# Installing a wall in garage



## Gixxer6 (Apr 5, 2014)

My garage used to be split into 3 different sections: the main garage, a toilet and a storage room, each with their own door. The original internal wall was a single brick wall and the previous owner decided that it was a good idea to remove the walls and remove the internal toilet and storage room and have a longer garage. In the process the toilet was removed and the waste pipe blocked up with cement (genius!).
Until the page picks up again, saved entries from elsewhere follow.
Issue #226, opened 2019-08-02
In "Generate Cuesheet", incorrect file extension used


benjaminglass1:
This issue is in reference to the following line:
https://github.com/metabrainz/picard-plugins/blob/31f290bd8cad703188308ac5e8191d7b439310fd/plugins/cuesheet/cuesheet.py#L187
The "Generate Cuesheet" plugin appears to be hardcoded to always list the file type as MP3, but the Cuesheet spec (at least according to the [HydrogenAudio wiki](http://wiki.hydrogenaud.io/index.php?title=Cue_sheet#Most_often_used)) has a few different file descriptors that may be used. Particularly, lossless files such as FLAC should be listed as having a WAV file type.

benjaminglass1:
Resolved by PR #227

PR #227, opened 2019-08-03
Add file type checking for CUE spec compliance

benjaminglass1:
Solves issue #226 . Adds a fairly rudimentary file extension checking system that should write the correct comments into the CUE files.

### DIFF
--- a/plugins/cuesheet/cuesheet.py
+++ b/plugins/cuesheet/cuesheet.py
@@ -182,14 +182,16 @@ class GenerateCuesheet(BaseAction):
                 t.set("INDEX", "01", "%02d:%02d:%02d" % (mm, ss, ff))
                 for file in track.linked_files:
                     audio_filename = file.filename
+                    extension = audio_filename.split(".")[-1].lower()
                     if os.path.dirname(filename) == os.path.dirname(audio_filename):
                         audio_filename = os.path.basename(audio_filename)
-                    if audio_filename.split(".")[-1].lower() in ["mp3", "mp2", "m2a"]:
-                        cuesheet.tracks[i].set("FILE", audio_filename, "MP3")
-                    elif audio_filename.split(".")[-1].lower() in ["aiff", "aif", "aifc"]:
-                        cuesheet.tracks[i].set("FILE", audio_filename, "AIFF")
+                    if extension in ["mp3", "mp2", "m2a"]:
+                        file_type = "MP3"
+                    elif extension in ["aiff", "aif", "aifc"]:
+                        file_type = "AIFF"
                     else:
-                        cuesheet.tracks[i].set("FILE", audio_filename, "WAV")
+                        file_type = "WAV"
+                    cuesheet.tracks[i].set("FILE", audio_filename, file_type)
 
             cuesheet.write()
 
--- a/plugins/cuesheet/cuesheet.py
+++ b/plugins/cuesheet/cuesheet.py
@@ -3,7 +3,7 @@
 PLUGIN_NAME = "Generate Cuesheet"
 PLUGIN_AUTHOR = "Lukáš Lalinský, Sambhav Kothari"
 PLUGIN_DESCRIPTION = "Generate cuesheet (.cue file) from an album."
-PLUGIN_VERSION = "1.1"
+PLUGIN_VERSION = "1.2"
 PLUGIN_API_VERSIONS = ["2.0"]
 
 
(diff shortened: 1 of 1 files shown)


zas (changes requested):
Looks ok to me but you should increase plugin version number too.

benjaminglass1:
@zas I amended the commit to add that. :+1:

zas (approved):

plugins/cuesheet/cuesheet.py
```diff
@@ -184,7 +184,12 @@ def callback(self, objs):
                     audio_filename = file.filename
                     if os.path.dirname(filename) == os.path.dirname(audio_filename):
                         audio_filename = os.path.basename(audio_filename)
-                    cuesheet.tracks[i].set("FILE", audio_filename, "MP3")
+                    if audio_filename.split(".")[-1].lower() in ["mp3", "mp2", "m2a"]:
```
zas: You can perhaps reduce the code redundancy a bit, with something like:

```python
extension = audio_filename.split(".")[-1].lower()
if extension in ["mp3", "mp2", "m2a"]:
    filetype = "MP3"
elif extension in ["aiff", "aif", "aifc"]:
    filetype = "AIFF"
else:
   filetype = "WAV"
cuesheet.tracks[i].set("FILE", audio_filename, filetype)
```

benjaminglass1: Got it. :+1:

zas (approved):

plugins/cuesheet/cuesheet.py
```diff
@@ -182,9 +182,16 @@ def callback(self, objs):
...
+                    extension = audio_filename.split(".")[-1].lower()
                     if os.path.dirname(filename) == os.path.dirname(audio_filename):
                         audio_filename = os.path.basename(audio_filename)
-                    cuesheet.tracks[i].set("FILE", audio_filename, "MP3")
+                    if extension in ["mp3", "mp2", "m2a"]:
+                        file_type = "MP3"
+                    elif extension in ["aiff", "aif", "aifc"]:
+                        file_type = "AIFF"
+                    else:
+                        file_type = "WAV"
```
phw, line 193: @benjaminglass1 Sorry for jumping in here so late, but this part puzzles me a bit. Why does it set everything else to WAV? I kind of get how this makes sense for FLAC (equaling WAV with lossless), but does it also make sense for thing like WMA and MP4?

benjaminglass1: According to the [archived cue sheet spec](https://web.archive.org/web/20160201021136/http://digitalx.org/cue-sheet/syntax/) and the HydrogenAudio wiki page for [cue sheets](http://wiki.hydrogenaud.io/index.php?title=Cue_sheet#Most_often_used), the acceptable 5 file types are WAVE (which I just realized I misspelled [facepalm]), MP3, AIFF, BINARY and MOTOROLA. BINARY and MOTOROLA were both specifically for some form of binary format that afaik doesn't exist anymore, which means all audio files get stuck in the other 3 categories. Based on the HydrogenAudio wiki, it appears to be the convention that files not fitting neatly into MP3 or AIFF should be categorized as WAVE.

phw: Ok, got it. Thanks for the clarification :) Will you submit a PR for the `WAVE` fix? I can also just push this minor fix directly if you prefer.

benjaminglass1:
I'd rather just have you push the fix directly, if you don't mind.




On Fri, Aug 9, 2019 at 7:34 AM -0500, "Philipp Wolfer" <notifications@github.com> wrote:












@phw commented on this pull request.





In plugins/cuesheet/cuesheet.py:
>                      if os.path.dirname(filename) == os.path.dirname(audio_filename):
                         audio_filename = os.path.basename(audio_filename)
-                    cuesheet.tracks[i].set("FILE", audio_filename, "MP3")
+                    if extension in ["mp3", "mp2", "m2a"]:
+                        file_type = "MP3"
+                    elif extension in ["aiff", "aif", "aifc"]:
+                        file_type = "AIFF"
+                    else:
+                        file_type = "WAV"



Ok, got it. Thanks for the clarification :) Will you submit a PR for the WAVE fix? I can also just push this minor fix directly if you prefer.

plugins/cuesheet/cuesheet.py
benjaminglass1: Push it directly, if you don't mind. Seems too small for a full pull request.

phw: Done in https://github.com/metabrainz/picard-plugins/commit/70b797d139d8d1a5089681e4530c4d04dda031ee

PR #232, opened 2019-08-24
Replace Forbidden Windows Symbols Plugin

AlexRustler:
Replace forbidden symbols :, \, /, ? etc with similar Unicode symbols.

### DIFF
--- a/plugins/replace_forbidden_symbols/replace_forbidden_symbols.py
+++ b/plugins/replace_forbidden_symbols/replace_forbidden_symbols.py
@@ -1,4 +1,4 @@
-﻿# -*- coding: utf-8 -*-
+# -*- coding: utf-8 -*-
 
 # Copyright (C) 2019 Alex Rustler <alex_rustler@rambler.ru>
 #
--- a/plugins/replace_forbidden_symbols/replace_forbidden_symbols.py
+++ b/plugins/replace_forbidden_symbols/replace_forbidden_symbols.py
@@ -16,17 +16,21 @@
 # this program. If not, see <http://www.gnu.org/licenses/>.
 
 from picard import metadata
+from picard.script import register_script_function
 
 PLUGIN_NAME = "Replace Forbidden Symbols"
 PLUGIN_AUTHOR = "Alex Rustler <alex_rustler@rambler.ru>"
-PLUGIN_VERSION = "0.1"
+PLUGIN_VERSION = "0.2"
 PLUGIN_API_VERSIONS = ["0.9", "0.10", "0.11", "0.15", "2.0", "2.2"]
 PLUGIN_LICENSE = "GPL-3.0-or-later"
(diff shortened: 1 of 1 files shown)


zas (changes requested):
You may fix syntax (whitespaces, tabs, whitelines) according to PEP8.

plugins/replace_forbidden_symbols/replace_forbidden_symbols.py
```diff
@@ -0,0 +1,77 @@
...
+#
+# You should have received a copy of the GNU General Public License along with
+# this program. If not, see <http://www.gnu.org/licenses/>.
+
+from picard import metadata
+
+PLUGIN_NAME = "Replace Forbidden Symbols"
+PLUGIN_AUTHOR = "Alex Rustler <alex_rustler@rambler.ru>"
+PLUGIN_VERSION = "0.1"
+PLUGIN_API_VERSIONS = ["0.9", "0.10", "0.11", "0.15", "2.0"]
```
phw: You could add 2.2 here as well, that is the version of the next API version in the upcoming release. But your plugin would still run without this, this is just to be on the safe side for the future and to clearly indicate compatibility.

phw (approved):
Thanks, this is looking good for me.

Just a general suggestion: You could consider adding a scripting function `$replace_forbidden()` for this using `register_script_function`. This way the user have control to apply the replacement to any tag they want. E.g.

```
$set(composer,$replace_forbidden(%composer%))
```

See the keep or videotools plugins for examples

plugins/replace_forbidden_symbols/replace_forbidden_symbols.py
AlexRustler: Hello!
Thanks for review, but I need help for use register_script_function.
When I write this code:
`
@register_script_function
def replace_forbidden(value):
    return [fix_forbidden(x) for x in value]   `

and script in Picard:
`$set(composer,$replace_forbidden(%composer%))`

I got error:  replace_forbidden() takes 1positional argumnet but 2 were given.

I try this:
`
@register_script_function
def script_forbidden(parser, value):
    return replace_forbidden(value)`

and script in Picard:
`$set(composer,$script_forbidden(%composer%))`

and got error: sequence item 0: expected str instance, list found.

I don't understand reason of errors.

phw: The problem here is that your replace_forbidden expects a list, but tagger script operates on strings. The proper function to wrap would be the `fix_forbidden` function. I would add something like this:

```python
def script_replace_forbidden(parser, value):
    return fix_forbidden(value)

register_script_function(script_replace_forbidden, name="replace_forbidden")
```

zas (approved):

phw (approved):

PR #235, opened 2019-09-18
classical_extras: Fixed config access to ce_tab option

phw:
The plugin was doing some shenanigans to access the value of the `ce_tab` option and accessed internal structure of the config. This causes crashes with Picard 2.2 since config was refactored.

Changed now to use proper APIs and fixing the root cause (option was not defined).


phw:
I think we should rather merge https://github.com/metabrainz/picard-plugins/pull/236 to not create a fork from upstream code.

Issue #238, opened 2019-09-20
[Feature Request]: Better convertation from Unicode to ASCII


Nero-A:
In Picard there is the [option] (https://picard.musicbrainz.org/docs/options/) "Metadata" / "Convert Unicode punctuation characters to ASCII".
The converting is quite useful, especially if the local media player has lacks with Unicode punctuation  or mixed use of Unicode and ASCII (like Kodi).

First it's IMHO a little bit inaccurate for me because ASCII is actually a 7 bit code but the converting might be to an 8 bit code (e.g. with German umlauts). It seems to be an [extended ASCII](https://en.wikipedia.org/wiki/Extended_ASCII) but it's not clear for me, which code-page will be used, i.e. which characters will be translated. Strictly speaking the converting must depend on the used encoding (e.g.  Latin-1, Windows-1252, etc.).
It might be fine to get more details information about the converting.

The converting for Unicode to ASCII basically works fine but there are also some strange (ugly) results. E.g. [guillemets](https://en.wikipedia.org/wiki/Guillemet) ("»" and "«") will be translated to ">>" and "<<" (double greater-than or less-than sign).

It might be fine to have:

- more details documentation how the converting is done,
- more specific option for the converting (e.g. set the code-page/character set) and
- have the option to include and/or exclude characters individually (e.g. guillemet).

Nero-A:
I know/saw the plugin [Non-ASCII Equivalents](https://github.com/metabrainz/picard-plugins/tree/2.0/plugins/non_ascii_equivalents) but it's not the solution for me.

phw:
Please report issues regarding Picard to https://tickets.metabrainz.org/projects/PICARD/

Having said this I think the option is simply not named properly. The internal name for this is `convert_punctuation`, and that is what it actually does: It converts various forms of punctuation characters to their more generic forms as available on let's say keyboards. This is mostly for people who prefer this or need it for better compatibility (e.g. some devices might not have the fonts to display all these characters).

What this is not about is encoding, hence it does not make sense to have a encoding setting here. Encoding is a topic dealt with when saving to files, and Picard will usually work with Unicode except for ID3 where you can choose the encoding.

PR #240, opened 2019-09-20
Create re-convert_guillemets.py

Nero-A:
[re-]change metadata: change "<<" and ">>" to '«' and '»' (guillemets).
Workaround for my problem with replaced guillemets, see Issue #238


plugins/re-convert/re-convert.py
```diff
@@ -0,0 +1,98 @@
...
+# This program is distributed in the hope that it will be useful,
+# but WITHOUT ANY WARRANTY; without even the implied warranty of
+# MERCHANTABILITY or FITNESS FOR A PARTICULAR PURPOSE.  See the
+# GNU General Public License for more details.
+#
+# You should have received a copy of the GNU General Public License
+# along with this program.  If not, see <https://www.gnu.org/licenses/>.
+
+
+PLUGIN_NAME = "re-convert"
```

What I'd like to do is install a toilet and erect an internal wall to keep the toilet separate from the garage and was thinking of using plasterboard but would prefer something stronger maybe marine plywood or would plasterboard be sufficient for an internal toilet wall?

Thanks!


----------



## andy__d (Jun 27, 2018)

if you can frame the wall with decent size wood (if its load bearing or not will determine the sizes )
clad both sides with plasterboard it would be fine
you Could look at the plasterboard with fire retardant coatings as its a garage,, 
any electrical wires in the studding wall Personally i would use a metal conduit to protect them from screws used to hang shelves on the sides
Which is a + point to framing the wall Then cladding , you will have vertical And horrizontal wood to screw "things" to,, as plasterboard on its own, wont cope,,and the loo roll holder falling off and rolling out of reach at The wrong moment,, Will happen


----------



## Darlofan (Nov 24, 2010)

A stud wall with plaster board will be fine but if you're planning on hanging things on it ply would be better. Depends what you need from it.


----------



## RedUntilDead (Feb 10, 2009)

Marmox, hardie, backer board. All better than plaster board if heat, fire and sound insulation is needed. Far better than plasterboard if you don’t need to hang stuff from it.
What about dot and dab on a thermal block wall?


----------